Camden is located on the eastern banks of the Pasquotank River, across from which lies Elizabeth City. It currently has two traffic lights, and is centered at the intersection of U.S. Highway 158 and North Carolina Highway 343. It has five schools: Grandy Primary School, Camden Intermediate School, Camden Middle School, Camden County High, and Camtech Early College High School.

Camden is part of the Elizabeth City, NC Micropolitan Statistical Area.

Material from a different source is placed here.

PR #2713, opened 2018-11-15
[DO NOT MERGE] Fixes #1822 - Adds input for GitHub username

### LINKED ISSUE #1822: Provide a way to get in touch with anonymous reporters
As mentioned in yesterdays meeting, the number of anonymous reports which get closed because we have troubles understanding or reproducing the issue is very high. Sometimes, it feels like we could miss a lot of possibly important bugs, simply because the initial report didn't provide enough information for us to fully grasp it.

The Camden County Courthouse, Camden County Jail, Lamb-Ferebee House, and Milford are listed on the National Register of Historic Places.

==Demographics==

Historical population
| Census | Pop. | Note | %± |
| 2020 | 620 |  | — |
U.S. Decennial Census

===2020 census===

Camden racial composition
| Race | Number | Percentage |
|---|---|---|
| White (non-Hispanic) | 484 | 78.06% |
| Black or African American (non-Hispanic) | 72 | 11.61% |
| Native American | 3 | 0.48% |
| Asian | 11 | 1.77% |
| Other/Mixed | 32 | 5.16% |
| Hispanic or Latino | 18 | 2.9% |

As of the 2020 United States census, there were 620 people, 274 households, and 206 families residing in the town.